Si les autorités françaises avaient eu à coeur de "lutter contre le terrorisme", elles auraient mieux fait de commencer par s'attaquer aux dangers intérieurs. Les caches d'armes et réseaux de l'islamo-banditisme prolifèrent dans des banlieues françaises. Elles n'ont jamais été pacifiées, à peine apaisées. En fait, cette menace-là est si crédible que le gouvernement français a carrément été obligé de décider de mesures de sécurité supplémentaires sur le sol national.

mirages.jpgC'est vrai, le Mali est moins loin que l'Afghanistan, on y parle français. Plus convivial, en quelque sorte. Pourtant, quitte à lutter contre le terrorisme, des descentes dans les caves des zones de non-droit émaillant le territoire français auraient sans doute plus contribué à la sécurité du pays, sans risquer d'embraser la moitié du continent africain...

Bien sûr, selon un schéma maintes fois éprouvé, le déploiement de l'armée française est "limité" en effectif et dans le temps, et devra dans les plus brefs délais "donner la main" à une force militaire malienne qui reste encore à inventer. Mais dans les faits, la France pourra-t-elle seulement décider du scénario?
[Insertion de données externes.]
Issue #1892, opened 2017-02-09
Remnants of SVN in headers & documentation


MaelRL:
The [File header documentation](http://doc.cgal.org/latest/Manual/devman_code_format.html#secfile_header) and some headers (e.g. [this one](https://github.com/CGAL/cgal/blob/master/AABB_tree/include/CGAL/internal/AABB_tree/Primitive_helper.h)) still mention SVN.

Is there any reason not to clean it? Should it be updated to do the same with Git or just completely removed?

sloriot:
I would vote for removing them

afabri:
@lrineau any opinion on this?

lrineau:
It seems that most of the existing headers (2852 out of 3032) have `$URL$` and `$Id$`.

Comme le dit l'adage, on sait de quelle façon commence une guerre, jamais comment elle se termine. La France n'a ni les moyens logistiques, ni les moyens humains, ni les moyens financiers de s'engager sur la durée. Cette évidence donne un écho d'autant plus étrange à l'intervention sur France Inter du socialiste Michel Rocard qui, tout en saluant la décision du président, annonça avec une certaine clairvoyance "qu'on est dans une bagarre d'une dizaine d'années" et qu'il n'y aurait rien de simple:

"Tout cela est très difficile, pas gagné d'avance, nous perdrons des hommes, il y aura des drames, il y aura des contreparties sur le territoire national, tout cela va être assez effrayant."

 

L'ancien Premier ministre ne croyait pas si bien dire, à la veille de la prise d'otage tournant à la boucherie sur un site gazier au sud de l'Algérie (avec "la brigade de Mokhtar Belmokhtar", un nouveau groupe islamique à la clef). Ce n'est pas gagné d'avance, en effet.

La France perdra des hommes.

Il y aura des drames.

Et la guerre n'est commencée que depuis une semaine.

Peut-être la France avait-elle besoin de se lancer au Mali pour prouver au monde qu'à l'instar de n'importe quelle grande puissance, elle avait droit à son bourbier?